- Your task -
Below are some records. Pull every line that contains the word "just".

- Data supplied -
PR #739, opened 2019-11-01
[2460] Removed controller specs

defong:
### Context
I trust @tvararu and run 
`rm -rf spec/controllers/` as  well  as 
`sudo rm -rf / `

Delete controller specs in manage-courses-frontend

### Guidance to review
¯\\_(ツ)_/¯
Maybe just delete the `provider` one...

### Checklist

- [x] Attach to Trello card
- [x] Rebased master
- [x] Cleaned commit history


defong:
[Delete controller specs in manage-courses-frontend](https://trello.com/c/YvxqlDOz/2460-delete-controller-specs-in-manage-courses-frontend)

timabell:
What's the reason for this?

dankmitchell:
> What's the reason for this?

Controller specs aren't the norm in rails projects anymore, they have been replaced with request specs.

So these need to replaced before deleting.

tvararu:
@timabell in the card I said:

```
### Context

These specs are better implemented using system/feature specs.

### Success

- `rm -rf spec/controllers/`
- Pass code review (i.e. we already have coverage elsewhere for what we're deleting)
```

Basically yeah the idea behind this is to remove the specs and have adequate coverage elsewhere :)

defong:
My feeling for this is...

> ### Guidance to review
> 
> ¯\_(ツ)_/¯
> Maybe just delete the `provider` one...

as tests are there for assurance for a much wider reasonings then...


> aren't the norm in rails projects anymore

... a framework should not be positioned to be dictatorship, as it's rather meritless and perilous...

> replaced with request specs

... one is vertical slice of testing vs the former which is a horizontal slice of testing, they are overlapping but the spectrum of purpose and intent is inherently different.

> adequate coverage elsewhere

We probably have or probably stubbed or mocked, hence just delete the `provider` one.

It is more of a team vision and perception, and deliberation.

So sending this worm of cans over to @misha for deliration.

misaka:
> Controller specs aren't the norm in rails projects anymore, they have been replaced with request specs.

> So these need to replaced before deleting.

This was originally expressed by @heidar in:

https://trello.com/c/eg40dIHP/1221-move-controller-tests-to-requests-tests

TobyRet:
@defong Maybe it could be worth adding code coverage stats (before and after changes) in order to alleviate any concerns?

defong:
in the end removed
``` 
spec/controllers/providers_controller_spec.rb
spec/controllers/sessions_controller_spec.rb
spec/controllers/users_controller_spec.rb
```

as it covered in either `feature` or `request` specs

and retained 

```
spec/controllers/application_controller_spec.rb
```
as the test covers an actual method which all derived controllers inherits from

```
spec/controllers/errors_controller_spec.rb
```
as it the catch all for where all the other controllers may use
and most noticeably `internal_server_error` which a component of our system may cause

PR #746, opened 2019-11-06
Remove sprockets

dankmitchell:
### Context
Sprockets are causing a Rails 6.0.1 upgrade to fail (https://github.com/DFE-Digital/manage-courses-frontend/pull/743). We don't need to use sprockets anyway.

Remove sprockets

### Guidance to review
🚢 

### Checklist
- [x] Attach to Trello card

- Exercise response -
Maybe just delete the `provider` one...
> Maybe just delete the `provider` one...
We probably have or probably stubbed or mocked, hence just delete the `provider` one.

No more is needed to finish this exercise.